Student-athletes often identify with the athlete role and demonstrate high levels of athlete identity. High athlete identity leads to many unintended consequences such as low career maturity and difficulty adapting to a life beyond sport. Additionally, high athlete identity often leads to mental health concerns among the student-athlete population. Informed by self-categorization theory (Turner, 1982), the purpose of this study was to explore athlete identity and mental health among NCAA Division III student-athletes. The Athlete Identity Measurement Scale (AIMS) and The Depression Anxiety Stress Scales-21 were completed by 332 NCAA Division III student-athletes.
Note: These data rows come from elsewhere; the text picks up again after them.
PR #1876, opened 2026-04-11
fix(cdk-cli): parse --unit consistently and scope balance by currency

b-l-u-e:
This PR improves how the global `--unit` flag is parsed and how `balance` uses it, so the CLI no longer misleads users about which currency unit they are acting on. Plural aliases and a typo check align input with Cashu’s standard units; `--unit` is global so it works both before and after the subcommand.

### issues i faced 

**Ambiguous or misleading unit handling**

A typo or odd string could still parse as a custom unit, so what i typed did not match what i saw on the screen. For example, a mistyped unit could still show **sat** balances as if nothing was wrong:

```text
cdk --unit satt balance
 http://127.0.0.1:8085 100 sat

Total balance across all wallets: 179 sat
```

**`balance` and `--unit`**

`--unit` did not line up with what i expected for `balance`. Asking for non-matching unit could still show **sat** totals. And putting `--unit` after the subcommand failed entirely:

```text
cdk --unit dollarz balance
 http://127.0.0.1:8085 100 sat

Total balance across all wallets: 179 sat
```

```text
cdk balance --unit usd
error: unexpected argument '--unit' found

Usage: cdk-cli balance

For more information, try '--help'.
```

Whereas putting `--unit` before the command still did not filter to that unit when you only held sat:

```text
cdk --unit usd balance
0: http://127.0.0.1:8085 100 sat
1: https://fake.thesimplekid.dev 79 sat

Total balance across all wallets: 179 sat
```

**Empty `--unit`**

Passing an empty value looked like “no unit,” but the tool still behaved like a normal **sat** run, which is not the same as omitting `--unit` on purpose:

```text
cdk --unit "" balance
0: http://127.0.0.1:8085 100 sat

Total balance across all wallets: 179 sat
```

### What this PR changes

- Stricter parsing: plural aliases, explicit error for `satt`, clear error for empty `--unit` (omit the flag for default `sat`).
- `balance` respects the resolved unit (default `sat` when `--unit` is omitted).
- `global = true` on `--unit` so `cdk balance --unit usd` and `cdk --unit usd balance` are equivalent.

### DIFF
--- a/crates/cdk-cli/src/sub_commands/balance.rs
+++ b/crates/cdk-cli/src/sub_commands/balance.rs
@@ -7,9 +7,13 @@ use cdk::wallet::WalletRepository;
 use cdk::Amount;
 use cdk_common::wallet::WalletKey;
 
-pub async fn balance(wallet_repository: &WalletRepository) -> Result<()> {
-    // Show individual mint balances
-    let mint_balances = mint_balances(wallet_repository).await?;
+/// Print balances for each mint for the given [`CurrencyUnit`] (e.g. sat from `cdk balance`, or
+/// `--unit usd` for USD-only wallets).
+pub async fn balance(
+    wallet_repository: &WalletRepository,
+    filter_unit: &CurrencyUnit,
+) -> Result<()> {
+    let mint_balances = mint_balances(wallet_repository, filter_unit).await?;
 
     if !mint_balances.is_empty() {
         // Aggregate totals per currency unit
@@ -29,6 +33,8 @@ pub async fn balance(wallet_repository: &WalletRepository) -> Result<()> {
                 println!("  {} {}", total, unit);
             }
         }
+    } else {
+        println!("No balance for unit {filter_unit}.");
     }
 
     Ok(())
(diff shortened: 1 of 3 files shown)


crates/cdk-cli/src/sub_commands/balance.rs
```diff
@@ -7,9 +7,13 @@ use cdk::wallet::WalletRepository;
...
 use cdk_common::wallet::WalletKey;
 
-pub async fn balance(wallet_repository: &WalletRepository) -> Result<()> {
-    // Show individual mint balances
-    let mint_balances = mint_balances(wallet_repository).await?;
+/// Print balances for each mint for the given [`CurrencyUnit`] (e.g. sat from `cdk balance`, or
+/// `--unit usd` for USD-only wallets).
+pub async fn balance(
+    wallet_repository: &WalletRepository,
+    filter_unit: &CurrencyUnit,
```
lescuer97, line 14: I think you want this to be and Option and filter if it's not None

lescuer97 (commented):
logic change

thesimplekid:
Close for https://github.com/cashubtc/cdk/pull/1930

PR #1878, opened 2026-04-11
Move empty IN clause guard into bind_vec

crodas:
### Description

Instead of scattering empty-vec checks at each call site, bind_vec now returns Result and errors with EmptyInClause when given an empty vector.  This prevents invalid SQL from being generated at the source.

Fixes #1858 and #1813

-----

### Notes to the reviewers

-----

#### FIXED

----

### Checklist

### DIFF
--- a/crates/cdk-sql-common/src/mint/auth/mod.rs
+++ b/crates/cdk-sql-common/src/mint/auth/mod.rs
@@ -224,10 +224,6 @@ where
         &mut self,
         protected_endpoints: Vec<ProtectedEndpoint>,
     ) -> Result<(), database::Error> {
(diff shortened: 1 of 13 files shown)


crates/cdk-sql-common/src/mint/auth/mod.rs
```diff
@@ -334,7 +330,7 @@ where
         }
```
thesimplekid: Can we remove these guards now that we have this. Suspect there are mote then this one.

thesimplekid (changes requested):

thesimplekid (approved):

PR #1879, opened 2026-04-12
feat: add Go bindings build and tests to CI

Forte11Cuba:
### Description

Add Go bindings build and tests to CDK CI, following the same pattern used by Dart, Kotlin, and Swift bindings.

- Create `cdk-ffi-go` wrapper crate in `bindings/go/rust/`
- Add `generate-bindings.sh` script using `uniffi-bindgen-go` (v0.6.0+v0.30.0)
- Add `binding-go` and `test-go` justfile recipes
- Add `go-binding-tests` job to CI workflow
- Add Go (`pkgs.go`) to the Nix `#bindings` dev shell
- Exclude `cdk-ffi-go` from MSRV builds

Closes #1860

-----

### Notes to the reviewers

-----

#### ADDED

- Added Go FFI bindings (`cdk-ffi-go`) and CI job to build and verify them

#### FIXED

----

### Checklist

### DIFF
--- a/.github/workflows/ci.yml
+++ b/.github/workflows/ci.yml
@@ -516,6 +516,25 @@ jobs:
       - name: Run Kotlin tests
         run: nix develop -L .#bindings --command just test-kotlin
 
+  go-binding-tests:
+    name: "Go binding tests"
+    runs-on: self-hosted
+    timeout-minutes: 30
+    needs: pre-commit-checks
+    steps:
+      - name: checkout
+        uses: actions/checkout@v4
+      - uses: cachix/cachix-action@v16
+        with:
+          name: cashudevkit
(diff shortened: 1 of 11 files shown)


asmogo (commented):
Thanks for this contribution.

We need to install `uniffi-bindgen-go` in the CI environment. This can be done like [this](https://github.com/cashubtc/cdk-go/blob/main/scripts/install-uniffi-bindgen-go.sh). 

If this does not work, we would have to install the package directly on the runners.

asmogo:
With this new approach, are we building the bindings twice? Once for testing inside CDK and once for publishing the actual bindings in the dedicated downstream repositories? I believe we could improve on that process.

PR #1884, opened 2026-04-13
fix(cdk-lnd): honor mint quote TTL on LND invoices

orangeshyguy21:
### Description

LND invoices were always created with the default 24h expiry, ignoring `mint_ttl`. Set `lnrpc::Invoice.expiry` from the quote TTL and read back the actual expiry from the bolt11, matching CLN/LNBits behavior.

-----

### Notes to the reviewers

The `lnrpc::Invoice.expiry` field expects a duration in seconds (not a unix timestamp). Since the mint passes an absolute unix timestamp (`unix_expiry`), we convert it to a relative duration via `saturating_sub(unix_time())`, same pattern CLN and LNBits already use.

-----

#### FIXED

- Fixed LND invoices ignoring `mint_ttl` and always using 24h default expiry

----

### Checklist

* [X] I followed the [code style guidelines](https://github.com/cashubtc/cdk/blob/main/CODE_STYLE.md)
* [X] I ran `just quick-check` before committing

### DIFF
--- a/crates/cdk-lnd/src/lib.rs
+++ b/crates/cdk-lnd/src/lib.rs
@@ -23,7 +23,7 @@ use cdk_common::payment::{
     MintPayment, OutgoingPaymentOptions, PaymentIdentifier, PaymentQuoteResponse, SettingsResponse,
     WaitPaymentResponse,
 };
-use cdk_common::util::hex;
+use cdk_common::util::{hex, unix_time};
 use cdk_common::Bolt11Invoice;
 use error::Error;
 use futures::{Stream, StreamExt};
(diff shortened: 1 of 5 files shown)


crates/cdk-lnd/src/lib.rs
```diff
@@ -634,6 +634,9 @@ impl MintPayment for Lnd {
                 let invoice_request = lnrpc::Invoice {
                     value_msat: u64::from(amount_msat) as i64,
                     memo: description,
+                    expiry: unix_expiry
+                        .map(|t| t.saturating_sub(unix_time()) as i64)
+                        .unwrap_or(0),
```
lescuer97: my understanding of this is that it the function fails for what ever reason it will just expire intermediately. I don't thing that is the behavior we expect

thesimplekid: Yeah was thinking the same thing. But needed to check the lnd api to confirm.

orangeshyguy21: LND interprets 0 as unset, and falls back to it's default expiry of 86400s

However, the intent to use default in the unhappy path is implicit here and could be more explicit by omitting the parameter instead.

Will update the PR, thanks for the review

PR #1875, opened 2026-04-10
refactor(cdk): use polymorphic enums for mint and melt quotes

thesimplekid:
### Description

-----
- [x] depends on https://github.com/cashubtc/cdk/pull/1873
- [x] depends on https://github.com/cashubtc/cdk/pull/1897
- [x] depends on https://github.com/cashubtc/cdk/pull/1900
- [x] depends on https://github.com/cashubtc/cdk/pull/1910
### Notes to the reviewers

-----

#### FIXED

----

### Checklist

* [ ] I followed the [code style guidelines](https://github.com/cashubtc/cdk/blob/main/CODE_STYLE.md)
* [ ] I ran `just quick-check` before committing
* [ ] If the Wallet API was modified (added/removed/changed), I have reflected those changes in the FFI bindings (`crates/cdk-ffi`)

PR #1885, opened 2026-04-13
Async melt streams

thesimplekid:
### Description

- [x] depends on https://github.com/cashubtc/cdk/pull/1875
-----

### Notes to the reviewers

-----

#### FIXED

----

### Checklist

### DIFF
--- a/crates/cdk/src/mint/melt/mod.rs
+++ b/crates/cdk/src/mint/melt/mod.rs
@@ -1,16 +1,21 @@
 use std::future::Future;
 use std::pin::Pin;
 use std::str::FromStr;
+use std::sync::Arc;
+use std::time::{Duration, Instant};
 
+use cdk_common::database::DynMintDatabase;
 use cdk_common::melt::MeltQuoteRequest;
 use cdk_common::mint::MeltPaymentRequest;
 use cdk_common::nut00::KnownMethod;
 use cdk_common::nut05::MeltMethodOptions;
+use cdk_common::nuts::nut17::{Kind, NotificationPayload};
 use cdk_common::payment::{
     Bolt11OutgoingPaymentOptions, Bolt12OutgoingPaymentOptions, CustomOutgoingPaymentOptions,
     OutgoingPaymentOptions,
 };
 use cdk_common::quote_id::QuoteId;
+use cdk_common::subscription::Params;
 use cdk_common::{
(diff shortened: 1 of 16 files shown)


crates/cdk/src/mint/melt/shared.rs
```diff
@@ -119,19 +119,31 @@ pub async fn rollback_melt_quote(
...
-            .await?;
-
-        if previous_state != MeltQuoteState::Pending {
-            tracing::warn!(
-                "Unexpected quote state during rollback: expected Pending, got {}",
-                previous_state
-            );
+        match quote.state {
+            MeltQuoteState::Pending => {
+                tx.update_melt_quote_state(&mut quote, MeltQuoteState::Unpaid, None)
```
lescuer97, line 125: shouldn't this be pending?

crates/cdk/src/mint/melt/mod.rs
```diff
@@ -77,6 +106,74 @@ impl std::future::IntoFuture for PendingMelt {
 }
 
 impl Mint {
+    async fn load_terminal_melt_response(
```
lescuer97, line 109: what does load_terminal mean?

crates/cdk/src/mint/mod.rs
```diff
@@ -750,6 +802,129 @@ impl Mint {
...
+            return Ok(());
+        };
+
+        match quote.state {
+            MeltQuoteState::Pending => {}
+            MeltQuoteState::Paid => {
+                tracing::info!(
+                    "Ignoring failed payment event for already paid melt quote {}",
+                    quote_id
+                );
```
lescuer97, line 886: should this be a warning? I feel this a case that should not happen

lescuer97 (commented):
just an initial set of questions

lescuer97 (commented):
just an initial set of questions

crates/cdk/src/mint/melt/shared.rs
thesimplekid: This is a rollback path so we actually expect the quote to be in pending and the payment failed so we use this fn to reset it to unpaid. I've added some comments one this.

crates/cdk/src/mint/melt/mod.rs
thesimplekid: Renamed and added comments

crates/cdk/src/mint/mod.rs
thesimplekid: It can happen is running multiple mint instances.

PR #1886, opened 2026-04-14
Add dart publish workflow, prebuilt binary support, and README

crodas:
### Description

Add a GitHub Actions workflow (publish.yml) for the cdk-dart repo that automates the full Dart release pipeline: updates Cargo.toml versions, builds native FFI libraries for 8 targets (Linux x86_64/arm64, macOS arm64, Windows x86_64, Android arm64/armv7/x86_64, iOS arm64), generates Dart bindings via uniffi-bindgen, and creates a GitHub release with tag.

Extend the Dart build hook (build.dart) to detect and use prebuilt binaries from a `prebuilt/<target-triple>/` directory, skipping the cargo build when available. Falls back to building from source otherwise.

Enable npubcash and bip353 features on cdk-ffi for the Dart bindings.

-----

### Notes to the reviewers

-----

#### FIXED

----

### Checklist


bindings/dart/.github/workflows/publish.yml
```diff
@@ -0,0 +1,226 @@
...
+  update-cargo:
+    name: "Update CDK version in Cargo.toml"
+    runs-on: ubuntu-latest
+    permissions:
+      contents: write
+    steps:
+      - name: Checkout
+        uses: actions/checkout@v4
+        with:
+          ref: master
```
thesimplekid: cdk uses main can we keep it the same.

.github/workflows/dart-publish.yml
```diff
@@ -0,0 +1,226 @@
...
+      - name: Upload artifact
+        uses: actions/upload-artifact@v4
+        with:
+          name: native-${{ matrix.target }}
+          path: dist/
+
+  generate-bindings:
+    name: "Generate Dart bindings"
+    needs: [update-cargo]
+    runs-on: ubuntu-22.04
```
thesimplekid: We switch between ubuntu-22.04 and ubuntu-latest, why?

thesimplekid: We have had issues on the GH runners with running out of space during builds so there is a preference for nix defined on the self hosted. However, for the releases if this works we can keep it since we have the other os builds anyway.

.github/workflows/dart-publish.yml
thesimplekid, line 1: This changes the logic from our existing bindings flow where we pull cdk into those repos to we push the built bindings into the repos. I think this is a good change as keeps more logic here inline with our tests and makes those very thin just for release. In follow up PRs we should change the other (swift/kotlin) ones so we all match as well as create a high level doc explaining this flow.

crodas: No, this is for building, testing, and keeping it in sync with the external release-only repo as we agreed.

The release-only repositories are going to be like https://github.com/crodas/cdk-dart, which pulls cdk in from crate, and prebuilds, so people without Rust can install.

crodas:
Here is an example in action from my personal repos:

* [Monorepo task](https://github.com/crodas/cdk/actions/runs/24490921032)
* [the dart built triggered by the above](https://github.com/crodas/cdk-dart)

@thesimplekid @Forte11Cuba ^

.github/workflows/dart-publish.yml
```diff
@@ -0,0 +1,299 @@
...
+      release_tag:
+        description: 'Tag to create for release (e.g. v0.17.0)'
+        required: true
+      cdk_version:
+        description: 'CDK dependency version (e.g. 0.17.0). Defaults to release_tag without the "v" prefix.'
+        required: false
+
+env:
+  CARGO_TERM_COLOR: always
+  CDK_DART_REPO: crodas/cdk-dart
```
thesimplekid, line 15: Lets change this to cashubtc before merge.

.github/workflows/dart-publish.yml
```diff
@@ -0,0 +1,299 @@
...
+            https://x-access-token:${{ secrets.DART_DEPLOY_KEY_TEST }}@github.com/${{ env.CDK_DART_REPO }}.git cdk-dart
+
+      - name: Install Rust toolchain
+        uses: dtolnay/rust-toolchain@stable
+        with:
+          targets: ${{ matrix.target }}
+
+      - name: Install cross (Android)
+        if: contains(matrix.target, 'android')
+        run: cargo install cross --git https://github.com/cross-rs/cross
```
thesimplekid, line 177: Should probably pin a commit hash or version?

bindings/dart/README.md
thesimplekid, line 1: Can we add some docs to cover what we disused on the call of how this works. It is maintained and updated here and pushed to cdk-dart.

thesimplekid (commented):
Can you also document what secrets we need to set where?

bindings/dart/README.md
crodas: Absolutely

crodas:
Chopped a few minutes off the building process 
image

bindings/dart/README.md
crodas: Is the README complete enough?

bindings/dart/README.md
```diff
@@ -0,0 +1,77 @@
...
+
+| Name | Purpose |
+|---|---|
+| `DART_DEPLOY_KEY` | Personal access token (PAT) with `repo` scope on the `cdk-dart` target repo. Used to clone, push, and create releases. |
+
+#### How to create the PAT
+
+1. Go to **GitHub → Settings → Developer settings → Personal access tokens → Fine-grained tokens**.
+2. Create a token scoped to the `cdk-dart` repository with **Contents** (read/write) and **Metadata** (read) permissions.
+3. Add it as a repository secret named `DART_DEPLOY_KEY` in the monorepo.
```
thesimplekid, line 65: Done

bindings/dart/README.md
```diff
@@ -0,0 +1,77 @@
...
+## Pre-built binaries
+
+Pre-built native libraries for all supported platforms are available as [GitHub release assets](https://github.com/cashubtc/cdk-dart/releases).
+
+Supported targets:
+
+| Platform | Architecture |
+|----------|-------------|
+| Linux | x86_64, aarch64 |
+| macOS | x86_64, aarch64 |
```
thesimplekid:
```suggestion
| macOS | aarch64 |
```

bindings/dart/README.md
```diff
@@ -0,0 +1,77 @@
...
+
+## Building
+
+The Rust native library is built automatically when you run `dart pub get` or `dart run`. No manual compilation step is needed.
+
+If you're in a Nix environment, OpenSSL paths are detected automatically from `NIX_CFLAGS_COMPILE` and `NIX_LDFLAGS`.
+
+## Pre-built binaries
+
+Pre-built native libraries for all supported platforms are available as [GitHub release assets](https://github.com/cashubtc/cdk-dart/releases).
```
thesimplekid, line 36: I don't think we upload to releases we just upload in the repo which is fine should just correct docs.

.github/workflows/dart-publish.yml
```diff
@@ -0,0 +1,311 @@
...
+        working-directory: cdk-dart
+        run: |
+          TAG="${{ inputs.release_tag }}"
+          RELEASE_BRANCH="release/v${TAG#v}"
+          DEFAULT_BRANCH=$(git symbolic-ref refs/remotes/origin/HEAD | sed 's@^refs/remotes/origin/@@')
+          git checkout "${DEFAULT_BRANCH}"
+          git merge "${RELEASE_BRANCH}" --squash
+          git commit -m "release: ${TAG}"
+          git tag -f "${TAG}"
+          git push origin "${DEFAULT_BRANCH}" --tags -f
```
thesimplekid: I think we should avoid force pushing to the default branch and overwriting tags.

thesimplekid (changes requested):

bindings/dart/README.md
crodas: We do, but I can stop doing it

https://github.com/crodas/cdk-dart/releases

.github/workflows/dart-publish.yml
crodas: I had it this way because I was testing. I will remove the forcing today

bindings/dart/README.md
thesimplekid: The assets aren't there though. We do tag releases as we should. The assets are only here https://github.com/crodas/cdk-dart/tree/master/prebuilt

crodas: I see the assets within the zip / tgz under releases

image

thesimplekid: Oh well I guess that counts. GH just zips the whole repo on release. I thought it meant up uploads them as assets, like we do for our binarys. Doesn't matter anyway. 

image

crodas: I see, I would explore creating a zip package with each prebuild for each platform, otherwise the download zip is big. That's a good idea. I'll make it happen now/

thesimplekid: I don't think anyone is going to use these zips so doesn't really matter.

thesimplekid (approved):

The results demonstrated that Division III student-athletes did not identify highly with the athletic role and did not show concerning levels of anxiety, depression, and/or stress. Further, no relationship between athlete identity and mental health was found. This study strives to provide a keen insight into the athlete identity and mental health of Division III student-athletes in hopes of better understanding this population.
Stokowski, Sarah; Fridley, Alison; Croft, Chris; Stensland, Peyton; and Arthur-Banning, Skye
"Athlete Identity and Mental Health Among NCAA Division III Student-Athletes,"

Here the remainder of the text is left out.